Identify every line in the records below that contains the word "service", and copy each of those lines.

Top of SOURCE MATERIAL

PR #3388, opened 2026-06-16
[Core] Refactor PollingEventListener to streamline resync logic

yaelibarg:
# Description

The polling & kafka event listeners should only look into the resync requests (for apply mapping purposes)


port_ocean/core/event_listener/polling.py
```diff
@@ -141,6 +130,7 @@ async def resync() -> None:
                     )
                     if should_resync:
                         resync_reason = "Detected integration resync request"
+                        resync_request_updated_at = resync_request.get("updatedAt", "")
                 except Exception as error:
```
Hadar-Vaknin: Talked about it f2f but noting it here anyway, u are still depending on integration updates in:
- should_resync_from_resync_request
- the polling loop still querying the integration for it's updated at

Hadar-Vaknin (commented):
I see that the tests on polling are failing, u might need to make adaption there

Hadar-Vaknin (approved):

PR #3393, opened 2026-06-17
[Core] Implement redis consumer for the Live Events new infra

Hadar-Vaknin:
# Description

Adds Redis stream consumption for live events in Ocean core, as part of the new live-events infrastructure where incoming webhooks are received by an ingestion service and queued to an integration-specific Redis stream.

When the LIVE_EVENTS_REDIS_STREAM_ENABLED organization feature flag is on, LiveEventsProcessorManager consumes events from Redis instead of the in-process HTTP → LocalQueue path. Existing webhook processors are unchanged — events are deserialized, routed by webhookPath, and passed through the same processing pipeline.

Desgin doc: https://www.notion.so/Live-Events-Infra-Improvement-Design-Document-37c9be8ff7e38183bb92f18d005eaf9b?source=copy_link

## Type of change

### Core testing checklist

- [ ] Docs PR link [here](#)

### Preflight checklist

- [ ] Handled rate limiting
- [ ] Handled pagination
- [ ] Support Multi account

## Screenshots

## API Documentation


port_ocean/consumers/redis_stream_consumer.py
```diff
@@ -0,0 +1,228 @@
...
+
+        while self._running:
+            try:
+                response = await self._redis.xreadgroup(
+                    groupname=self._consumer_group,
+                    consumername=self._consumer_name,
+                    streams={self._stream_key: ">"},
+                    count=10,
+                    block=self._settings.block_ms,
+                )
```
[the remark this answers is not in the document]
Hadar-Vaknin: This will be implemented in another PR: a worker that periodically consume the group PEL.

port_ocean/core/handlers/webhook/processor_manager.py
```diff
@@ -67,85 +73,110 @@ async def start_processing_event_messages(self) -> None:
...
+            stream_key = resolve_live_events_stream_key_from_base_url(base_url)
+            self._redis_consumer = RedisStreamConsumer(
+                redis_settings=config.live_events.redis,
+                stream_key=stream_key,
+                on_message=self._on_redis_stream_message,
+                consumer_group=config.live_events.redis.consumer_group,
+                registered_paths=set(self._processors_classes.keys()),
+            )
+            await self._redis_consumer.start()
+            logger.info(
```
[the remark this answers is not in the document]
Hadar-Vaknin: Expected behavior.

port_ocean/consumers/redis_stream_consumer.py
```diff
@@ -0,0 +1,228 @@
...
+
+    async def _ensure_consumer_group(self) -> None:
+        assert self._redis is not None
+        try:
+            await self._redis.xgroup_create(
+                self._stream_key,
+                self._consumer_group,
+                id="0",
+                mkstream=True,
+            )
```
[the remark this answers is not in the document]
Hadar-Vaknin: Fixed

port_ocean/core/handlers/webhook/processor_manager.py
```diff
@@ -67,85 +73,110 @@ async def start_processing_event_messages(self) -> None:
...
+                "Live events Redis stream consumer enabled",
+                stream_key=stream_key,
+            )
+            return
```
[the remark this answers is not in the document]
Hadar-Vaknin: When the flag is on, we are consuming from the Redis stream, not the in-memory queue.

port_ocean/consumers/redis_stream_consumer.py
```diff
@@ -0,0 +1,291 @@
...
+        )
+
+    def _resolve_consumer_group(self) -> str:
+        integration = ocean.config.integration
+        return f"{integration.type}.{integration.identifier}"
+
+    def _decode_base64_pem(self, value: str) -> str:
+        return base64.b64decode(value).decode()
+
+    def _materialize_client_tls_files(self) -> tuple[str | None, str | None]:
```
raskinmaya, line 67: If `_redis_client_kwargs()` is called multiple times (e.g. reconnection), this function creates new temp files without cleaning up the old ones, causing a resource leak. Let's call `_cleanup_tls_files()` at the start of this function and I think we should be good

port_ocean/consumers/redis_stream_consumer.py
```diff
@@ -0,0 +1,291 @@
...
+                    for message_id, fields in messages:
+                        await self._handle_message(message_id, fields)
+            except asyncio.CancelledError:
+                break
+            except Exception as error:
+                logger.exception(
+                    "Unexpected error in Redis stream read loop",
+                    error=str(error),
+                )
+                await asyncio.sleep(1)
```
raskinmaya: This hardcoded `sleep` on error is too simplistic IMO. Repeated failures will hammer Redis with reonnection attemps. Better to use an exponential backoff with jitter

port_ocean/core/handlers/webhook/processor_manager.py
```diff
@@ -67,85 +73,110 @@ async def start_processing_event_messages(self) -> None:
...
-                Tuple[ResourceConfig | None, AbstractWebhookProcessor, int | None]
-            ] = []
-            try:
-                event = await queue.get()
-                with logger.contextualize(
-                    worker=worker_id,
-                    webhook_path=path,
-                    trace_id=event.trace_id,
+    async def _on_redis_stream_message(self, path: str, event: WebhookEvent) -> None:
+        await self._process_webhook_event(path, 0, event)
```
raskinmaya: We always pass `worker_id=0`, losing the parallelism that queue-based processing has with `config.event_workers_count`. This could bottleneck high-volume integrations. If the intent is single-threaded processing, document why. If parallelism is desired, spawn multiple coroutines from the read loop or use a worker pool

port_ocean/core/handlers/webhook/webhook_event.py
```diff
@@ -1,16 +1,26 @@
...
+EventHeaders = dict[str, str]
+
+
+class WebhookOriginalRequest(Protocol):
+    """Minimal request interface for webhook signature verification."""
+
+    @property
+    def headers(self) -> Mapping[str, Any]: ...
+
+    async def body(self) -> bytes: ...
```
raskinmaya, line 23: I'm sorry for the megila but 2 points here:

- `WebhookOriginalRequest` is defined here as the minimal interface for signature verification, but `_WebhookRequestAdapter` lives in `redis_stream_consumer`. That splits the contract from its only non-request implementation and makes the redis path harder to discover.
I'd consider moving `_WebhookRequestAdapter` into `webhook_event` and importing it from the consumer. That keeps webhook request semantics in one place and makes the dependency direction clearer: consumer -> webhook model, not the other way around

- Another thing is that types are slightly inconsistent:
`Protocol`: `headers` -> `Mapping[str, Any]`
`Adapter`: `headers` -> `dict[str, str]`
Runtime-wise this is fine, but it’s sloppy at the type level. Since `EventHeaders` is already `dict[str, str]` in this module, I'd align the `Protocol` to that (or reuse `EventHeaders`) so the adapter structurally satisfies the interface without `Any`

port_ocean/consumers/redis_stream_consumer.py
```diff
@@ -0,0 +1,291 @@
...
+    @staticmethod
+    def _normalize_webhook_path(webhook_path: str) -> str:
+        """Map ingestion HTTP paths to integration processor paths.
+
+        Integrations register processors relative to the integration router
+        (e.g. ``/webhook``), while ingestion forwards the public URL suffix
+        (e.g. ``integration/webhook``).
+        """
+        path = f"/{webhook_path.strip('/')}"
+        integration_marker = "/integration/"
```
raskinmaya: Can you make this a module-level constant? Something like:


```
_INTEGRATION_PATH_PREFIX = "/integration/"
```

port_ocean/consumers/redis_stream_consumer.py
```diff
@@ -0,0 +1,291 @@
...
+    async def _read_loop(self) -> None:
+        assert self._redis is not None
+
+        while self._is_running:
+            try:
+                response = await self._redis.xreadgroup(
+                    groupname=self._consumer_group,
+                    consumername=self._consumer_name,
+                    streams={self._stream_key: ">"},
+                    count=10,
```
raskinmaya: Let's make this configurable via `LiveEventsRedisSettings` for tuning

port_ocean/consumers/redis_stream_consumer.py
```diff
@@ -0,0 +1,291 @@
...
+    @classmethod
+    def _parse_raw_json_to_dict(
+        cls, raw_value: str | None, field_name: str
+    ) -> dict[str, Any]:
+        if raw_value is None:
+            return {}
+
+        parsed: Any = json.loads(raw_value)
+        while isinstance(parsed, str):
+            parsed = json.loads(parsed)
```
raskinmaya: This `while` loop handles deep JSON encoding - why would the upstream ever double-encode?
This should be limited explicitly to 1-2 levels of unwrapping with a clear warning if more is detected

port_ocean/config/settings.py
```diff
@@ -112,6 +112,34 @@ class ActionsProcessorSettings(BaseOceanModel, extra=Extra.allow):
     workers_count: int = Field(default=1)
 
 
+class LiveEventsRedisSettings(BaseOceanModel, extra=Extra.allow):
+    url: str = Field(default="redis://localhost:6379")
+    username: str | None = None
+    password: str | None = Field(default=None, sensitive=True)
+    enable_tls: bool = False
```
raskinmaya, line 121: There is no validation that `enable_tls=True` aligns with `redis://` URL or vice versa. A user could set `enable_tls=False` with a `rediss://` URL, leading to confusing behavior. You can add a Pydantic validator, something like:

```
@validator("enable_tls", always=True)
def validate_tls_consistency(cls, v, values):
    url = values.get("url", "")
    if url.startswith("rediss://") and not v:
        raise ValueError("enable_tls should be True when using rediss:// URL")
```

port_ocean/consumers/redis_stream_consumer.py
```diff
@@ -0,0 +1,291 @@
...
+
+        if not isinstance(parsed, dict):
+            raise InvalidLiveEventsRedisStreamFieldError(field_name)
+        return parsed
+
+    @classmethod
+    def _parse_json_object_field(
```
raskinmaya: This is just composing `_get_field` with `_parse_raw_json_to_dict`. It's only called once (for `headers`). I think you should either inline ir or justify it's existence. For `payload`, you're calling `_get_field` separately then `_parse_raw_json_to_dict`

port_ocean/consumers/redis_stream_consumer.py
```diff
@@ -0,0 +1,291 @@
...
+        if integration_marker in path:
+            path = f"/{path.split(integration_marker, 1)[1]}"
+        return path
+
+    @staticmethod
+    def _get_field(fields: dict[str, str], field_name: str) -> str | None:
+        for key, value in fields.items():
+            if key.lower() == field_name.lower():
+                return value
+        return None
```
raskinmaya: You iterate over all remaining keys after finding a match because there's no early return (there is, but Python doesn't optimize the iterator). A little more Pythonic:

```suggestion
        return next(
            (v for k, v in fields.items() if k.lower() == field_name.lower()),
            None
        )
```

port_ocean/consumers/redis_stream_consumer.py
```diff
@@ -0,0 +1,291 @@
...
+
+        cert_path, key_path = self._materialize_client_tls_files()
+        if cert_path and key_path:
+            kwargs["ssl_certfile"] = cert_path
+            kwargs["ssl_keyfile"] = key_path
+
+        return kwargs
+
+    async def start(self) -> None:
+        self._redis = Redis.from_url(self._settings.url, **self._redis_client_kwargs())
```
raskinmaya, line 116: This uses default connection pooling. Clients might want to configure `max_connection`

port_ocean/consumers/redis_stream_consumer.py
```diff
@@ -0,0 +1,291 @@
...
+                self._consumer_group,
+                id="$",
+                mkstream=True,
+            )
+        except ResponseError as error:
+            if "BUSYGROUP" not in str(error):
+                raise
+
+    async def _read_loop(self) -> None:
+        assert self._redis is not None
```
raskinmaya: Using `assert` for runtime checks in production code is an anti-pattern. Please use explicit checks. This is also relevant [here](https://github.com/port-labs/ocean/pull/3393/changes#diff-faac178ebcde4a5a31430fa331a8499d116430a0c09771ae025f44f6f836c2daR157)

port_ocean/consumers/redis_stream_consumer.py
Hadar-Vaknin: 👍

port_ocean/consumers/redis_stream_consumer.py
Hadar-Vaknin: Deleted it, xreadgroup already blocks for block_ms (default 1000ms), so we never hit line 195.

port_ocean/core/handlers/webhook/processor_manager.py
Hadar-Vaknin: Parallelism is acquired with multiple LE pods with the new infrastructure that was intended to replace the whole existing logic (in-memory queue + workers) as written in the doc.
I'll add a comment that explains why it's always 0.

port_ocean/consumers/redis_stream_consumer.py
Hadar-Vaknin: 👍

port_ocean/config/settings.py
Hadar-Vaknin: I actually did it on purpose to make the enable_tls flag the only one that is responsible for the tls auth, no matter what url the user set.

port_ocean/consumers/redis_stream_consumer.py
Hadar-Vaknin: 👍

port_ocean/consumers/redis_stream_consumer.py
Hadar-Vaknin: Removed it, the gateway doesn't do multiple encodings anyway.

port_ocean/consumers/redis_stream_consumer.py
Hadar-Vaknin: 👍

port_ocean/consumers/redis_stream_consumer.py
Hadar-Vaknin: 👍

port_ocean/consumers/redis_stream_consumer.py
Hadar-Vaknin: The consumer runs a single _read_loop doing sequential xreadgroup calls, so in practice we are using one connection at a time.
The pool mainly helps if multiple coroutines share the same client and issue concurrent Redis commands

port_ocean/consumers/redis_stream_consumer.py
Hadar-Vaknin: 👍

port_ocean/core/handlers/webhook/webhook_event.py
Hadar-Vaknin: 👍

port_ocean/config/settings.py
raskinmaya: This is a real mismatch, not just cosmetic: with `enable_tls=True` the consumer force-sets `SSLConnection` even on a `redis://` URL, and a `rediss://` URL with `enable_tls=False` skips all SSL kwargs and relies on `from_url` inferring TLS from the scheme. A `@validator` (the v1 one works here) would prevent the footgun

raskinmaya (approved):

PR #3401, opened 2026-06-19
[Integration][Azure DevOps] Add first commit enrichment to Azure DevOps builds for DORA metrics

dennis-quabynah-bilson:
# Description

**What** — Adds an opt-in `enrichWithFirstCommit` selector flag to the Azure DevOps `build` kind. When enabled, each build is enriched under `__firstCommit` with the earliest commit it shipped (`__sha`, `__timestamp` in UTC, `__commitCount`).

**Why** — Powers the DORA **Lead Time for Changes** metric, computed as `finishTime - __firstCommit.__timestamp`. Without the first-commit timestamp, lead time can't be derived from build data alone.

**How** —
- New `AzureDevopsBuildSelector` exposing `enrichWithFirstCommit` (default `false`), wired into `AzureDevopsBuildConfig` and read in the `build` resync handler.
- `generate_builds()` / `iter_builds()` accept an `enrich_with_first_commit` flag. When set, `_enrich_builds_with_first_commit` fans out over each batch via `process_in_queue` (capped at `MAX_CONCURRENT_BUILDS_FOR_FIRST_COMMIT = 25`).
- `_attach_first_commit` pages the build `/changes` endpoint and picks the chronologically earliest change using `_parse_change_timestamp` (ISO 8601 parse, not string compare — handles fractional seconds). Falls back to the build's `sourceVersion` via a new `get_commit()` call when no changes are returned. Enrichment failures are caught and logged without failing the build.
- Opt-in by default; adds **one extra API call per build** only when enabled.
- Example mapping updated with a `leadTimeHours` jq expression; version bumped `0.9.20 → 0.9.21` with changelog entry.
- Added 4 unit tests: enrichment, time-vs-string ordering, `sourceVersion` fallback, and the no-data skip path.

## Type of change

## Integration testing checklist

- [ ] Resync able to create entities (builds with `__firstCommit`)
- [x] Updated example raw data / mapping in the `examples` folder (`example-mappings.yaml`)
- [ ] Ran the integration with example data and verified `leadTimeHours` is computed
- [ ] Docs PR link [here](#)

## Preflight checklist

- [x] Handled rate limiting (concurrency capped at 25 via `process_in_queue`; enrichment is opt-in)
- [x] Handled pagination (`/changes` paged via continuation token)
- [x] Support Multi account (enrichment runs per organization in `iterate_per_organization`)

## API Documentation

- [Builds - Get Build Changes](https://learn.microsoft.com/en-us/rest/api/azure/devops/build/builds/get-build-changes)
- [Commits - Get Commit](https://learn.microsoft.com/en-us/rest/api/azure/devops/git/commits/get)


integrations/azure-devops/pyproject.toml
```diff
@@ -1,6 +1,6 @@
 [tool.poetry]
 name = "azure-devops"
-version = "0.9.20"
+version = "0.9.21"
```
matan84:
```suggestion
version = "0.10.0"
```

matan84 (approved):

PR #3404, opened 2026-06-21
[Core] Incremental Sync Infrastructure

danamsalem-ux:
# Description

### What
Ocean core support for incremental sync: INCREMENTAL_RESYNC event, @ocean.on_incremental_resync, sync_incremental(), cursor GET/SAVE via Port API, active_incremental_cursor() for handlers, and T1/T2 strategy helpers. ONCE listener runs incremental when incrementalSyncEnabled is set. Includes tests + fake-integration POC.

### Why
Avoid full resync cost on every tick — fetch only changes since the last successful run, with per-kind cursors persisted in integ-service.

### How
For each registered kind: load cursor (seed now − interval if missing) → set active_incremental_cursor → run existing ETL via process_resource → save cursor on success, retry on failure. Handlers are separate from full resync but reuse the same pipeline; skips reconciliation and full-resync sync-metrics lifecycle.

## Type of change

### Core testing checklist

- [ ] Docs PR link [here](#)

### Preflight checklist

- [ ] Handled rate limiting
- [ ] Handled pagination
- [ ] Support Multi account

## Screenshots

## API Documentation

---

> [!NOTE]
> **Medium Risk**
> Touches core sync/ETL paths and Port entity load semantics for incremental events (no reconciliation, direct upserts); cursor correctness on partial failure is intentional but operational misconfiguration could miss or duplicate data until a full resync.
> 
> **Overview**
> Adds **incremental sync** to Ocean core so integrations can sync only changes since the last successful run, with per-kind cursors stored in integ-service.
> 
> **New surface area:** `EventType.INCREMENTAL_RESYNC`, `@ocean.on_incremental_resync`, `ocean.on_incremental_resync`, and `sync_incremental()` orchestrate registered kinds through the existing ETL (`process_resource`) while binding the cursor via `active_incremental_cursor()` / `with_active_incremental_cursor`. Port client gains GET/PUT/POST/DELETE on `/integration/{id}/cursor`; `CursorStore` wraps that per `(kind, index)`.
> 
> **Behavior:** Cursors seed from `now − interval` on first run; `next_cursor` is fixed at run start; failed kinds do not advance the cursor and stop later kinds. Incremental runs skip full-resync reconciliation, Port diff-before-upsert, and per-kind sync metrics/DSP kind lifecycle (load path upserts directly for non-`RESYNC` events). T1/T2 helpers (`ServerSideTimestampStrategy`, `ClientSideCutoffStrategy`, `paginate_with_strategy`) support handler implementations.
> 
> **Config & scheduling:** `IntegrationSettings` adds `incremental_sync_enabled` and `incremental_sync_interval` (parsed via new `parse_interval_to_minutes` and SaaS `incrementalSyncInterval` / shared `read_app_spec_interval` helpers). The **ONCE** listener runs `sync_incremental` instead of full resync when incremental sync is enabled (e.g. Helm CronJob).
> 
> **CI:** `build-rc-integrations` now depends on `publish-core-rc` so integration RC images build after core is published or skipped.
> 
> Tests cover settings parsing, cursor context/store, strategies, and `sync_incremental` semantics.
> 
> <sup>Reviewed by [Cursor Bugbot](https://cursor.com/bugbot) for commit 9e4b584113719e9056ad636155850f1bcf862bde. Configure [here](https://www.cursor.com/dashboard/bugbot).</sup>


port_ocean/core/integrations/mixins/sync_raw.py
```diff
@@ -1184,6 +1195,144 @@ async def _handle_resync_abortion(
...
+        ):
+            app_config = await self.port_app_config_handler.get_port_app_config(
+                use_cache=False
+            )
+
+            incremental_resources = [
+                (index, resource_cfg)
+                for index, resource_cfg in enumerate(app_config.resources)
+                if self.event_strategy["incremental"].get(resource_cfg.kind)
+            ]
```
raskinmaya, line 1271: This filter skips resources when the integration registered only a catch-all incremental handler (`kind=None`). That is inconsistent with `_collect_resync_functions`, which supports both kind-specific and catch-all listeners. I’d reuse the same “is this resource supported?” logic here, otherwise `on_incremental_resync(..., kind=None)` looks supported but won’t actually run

Bottom of SOURCE MATERIAL

- EXERCISE OUTPUT -
Adds Redis stream consumption for live events in Ocean core, as part of the new live-events infrastructure where incoming webhooks are received by an ingestion service and queued to an integration-specific Redis stream.
Avoid full resync cost on every tick — fetch only changes since the last successful run, with per-kind cursors persisted in integ-service.
> Adds **incremental sync** to Ocean core so integrations can sync only changes since the last successful run, with per-kind cursors stored in integ-service.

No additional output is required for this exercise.